So IMHO, the correct response when not in agreement with a particular criticism is to present a counter-argument as to why such criticism is invalid. To present the poster with insider information that one might have about how a certain project unfolded for example, or to present a deeper score analysis where it is shown that the score in question is much better crafted than it might be apparent on the surface.

I think that type of discussion could be infinitely more useful not only to the original critic but to the community instead of the usual "if you don't have anything nice to say, don't say anything." type of approach.


----------



## Ashermusic (Dec 15, 2008)

midphase @ Mon Dec 15 said:


> "But when someone comes in here and singles out a specific composer or score for criticism, I am going to challenge them."
> 
> So according to you nobody should ever ever ever criticize anyone else's work for whatever reason?
> 
> ...



I don't disagree with most of your points except two:

1. I don't think a pubic forum where the person being discussed/criticized is not involved and therefore can explain their choices is a proper place to do it. Obviously, many here feel it is fine, but I do not. If we sit down to dinner and do so, to me that is a very different thing. And obviously, if one posts a cue and ask for comments, then it is fair game. 

2. I do not believe that everyone who posts on a forum should be granted instant peer status nor I do not think the right to have your opinion seriously considered is a birthright. I think it is earned. So while someone with little demonstrable accomplishment or skills may indeed be right on the money, I am not going to value their opinion very much and am going to give the benefit of the doubt to the composer who scored the film, until I see it for myself and decide otherwise. And if i.e Brad Fidel thinks it is terrific and I do not, I am going to wonder what I am missing, not what he is missing.

I take your opinions seriously because you have demonstrated that you can walk the walk and not just talk the talk. 

I guess that I have a particular charge on this issue because during my long time in L.A, I have seen that there is a tendency to build people up early and then tear them down later. Many people will rave to me about someone on the way up and once they make the tragic mistake of becoming too successful, everyone is all of a sudden knocking them. This was particularly true in the case of Jamie Horner, after "Titanic." All of sudden it was open season on him, and Jamie is a very good film composer.

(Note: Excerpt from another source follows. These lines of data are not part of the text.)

Issue #76, opened 2023-04-07
[unified_analytics] Create class NoOpAnalytics implements Analytics


christopherfujino:
To un-block rolling https://github.com/flutter/flutter/pull/124015 internally, I had to write a `class NoOpAnalytics implements Analytics` from this package. However, this will cause problems the next time this interface changes when we try to roll package:unified_analytics internally. Thus, the class should be implemented in this package.

Also, the type `ToolInfo` should be exported from this package, since it is returned from a public method on `Analytics`.

PR #77, opened 2023-04-07
[unified_analytics] Add NoOpAnalytics

christopherfujino:
Fixes https://github.com/dart-lang/tools/issues/76

### DIFF
--- a/pkgs/unified_analytics/lib/src/ga_client.dart
+++ b/pkgs/unified_analytics/lib/src/ga_client.dart
@@ -47,17 +47,18 @@ class GAClient {
 
   /// Receive the payload in Map form and parse
   /// into JSON to send to GA
-  Future<http.Response> sendData(Map<String, Object?> body) {
-    return _client
-        .post(
-      Uri.parse(postUrl),
-      headers: <String, String>{
-        'Content-Type': 'application/json; charset=UTF-8',
-      },
-      body: jsonEncode(body),
-    )
-        .catchError((error) {
+  Future<http.Response> sendData(Map<String, Object?> body) async {
+    try {
+      return await _client
+          .post(
+        Uri.parse(postUrl),
+        headers: <String, String>{
+          'Content-Type': 'application/json; charset=UTF-8',
+        },
+        body: jsonEncode(body),
+      );
+    } catch (error) {
       return Future<http.Response>.value(http.Response(error.toString(), 500));
-    });
+    }
   }
 }
--- a/pkgs/unified_analytics/lib/src/ga_client.dart
+++ b/pkgs/unified_analytics/lib/src/ga_client.dart
@@ -49,8 +49,7 @@ class GAClient {
   /// into JSON to send to GA
   Future<http.Response> sendData(Map<String, Object?> body) async {
     try {
-      return await _client
-          .post(
+      return await _client.post(
         Uri.parse(postUrl),
         headers: <String, String>{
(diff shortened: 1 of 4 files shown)


pkgs/unified_analytics/lib/src/ga_client.dart
```diff
@@ -47,17 +47,18 @@ class GAClient {
...
+    try {
+      return await _client
+          .post(
+        Uri.parse(postUrl),
+        headers: <String, String>{
+          'Content-Type': 'application/json; charset=UTF-8',
+        },
+        body: jsonEncode(body),
+      );
+    } catch (error) {
```
christopherfujino, line 60: avoid Future.catchError, per https://github.com/flutter/flutter/issues/120146

pkgs/unified_analytics/lib/unified_analytics.dart
```diff
@@ -2,6 +2,7 @@
 // for details. All rights reserved. Use of this source code is governed by a
 // BSD-style license that can be found in the LICENSE file.
 
-export 'src/analytics.dart' show Analytics;
+export 'src/analytics.dart' show Analytics, NoOpAnalytics;
+export 'src/config_handler.dart' show ToolInfo;
```
christopherfujino, line 6: any type implemented in this package that can be returned from a public method exported from this package should also be exported.

bwilkerson: Just curious, but is this a Flutter rule? Because I think it's perfectly reasonable for a package to export a public interface and to have one or more private implementations of that interface that aren't exported but can be returned, and that's how I'd view `NoOpAnalytics`. But I'm probably missing something.

bwilkerson: Sorry for the noise. Just saw the issue update, which explains why you're exporting it.

christopherfujino: Well, maybe not a rule, but what's the advantage of keeping the interface unexported (especially if we're making instances of it publicly available to callers)?

This was awkward when I tried to implement `NoOpAnalytics` internally, where I had to do:

```dart
  @override
  final parsedTools = {};
```

Although maybe this only feels wrong because for Flutter open source we require explicit types?

eliasyishak: Thank you for the catch, Chris! And Brian, I think he's referring to the public getter `parsedTools` under the `Analytics`.

```dart
  /// Returns a map object with all of the tools that have been parsed
  /// out of the configuration file
  Map<String, ToolInfo> get parsedTools;
```

You need access to the `ToolInfo` class to implement this class

eliasyishak: > Although maybe this only feels wrong because for Flutter open source we require explicit types?

Ah, I didn't realize this was a flutter rule, I thought explicit types were the default for Dart

christopherfujino: Effective dart recommends relying on type inference: https://dart.dev/guides/language/effective-dart/usage#do-follow-a-consistent-rule-for-var-and-final-on-local-variables

The rationale for requiring explicit types in the Flutter SDK is: https://github.com/flutter/flutter/wiki/Style-guide-for-Flutter-repo#avoid-using-var-and-dynamic

eliasyishak (approved):
LGTM!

Maybe I have lost perspective because of this. Perhaps I will seek out the opinions of some people whose accomplishments and skills I respect and give it some more thought 

OK, folks, I said I was going to stop, so please let me. If I have not convinced you by now, clearly I am not going to.


----------



## Nick Batzdorf (Dec 15, 2008)

"And not being a Simpsons watcher, I did not get the joke"

hahaha

OJ Simsons!

(He said something like "I would not, did not, could not...." during the murder trial.)


----------



## Ashermusic (Dec 15, 2008)

Nick Batzdorf @ Mon Dec 15 said:


> "And not being a Simpsons watcher, I did not get the joke"
> 
> hahaha
> 
> ...



Not YOUR joke, fool, the OP's !


----------



## Daryl (Dec 15, 2008)

It's easy to find the worst score ever. Just look for one "written" by the director. :shock: 

D


----------



## Stephen Baysted (Dec 15, 2008)

Daryl @ Mon Dec 15 said:


> It's easy to find the worst score ever. Just look for one "written" by the director. :shock:
> 
> D



Stop masturbating in public Daryl. :lol:


----------



## midphase (Dec 15, 2008)

Can I make one last point in particular (and I don't disagree with what Jay just pointed out).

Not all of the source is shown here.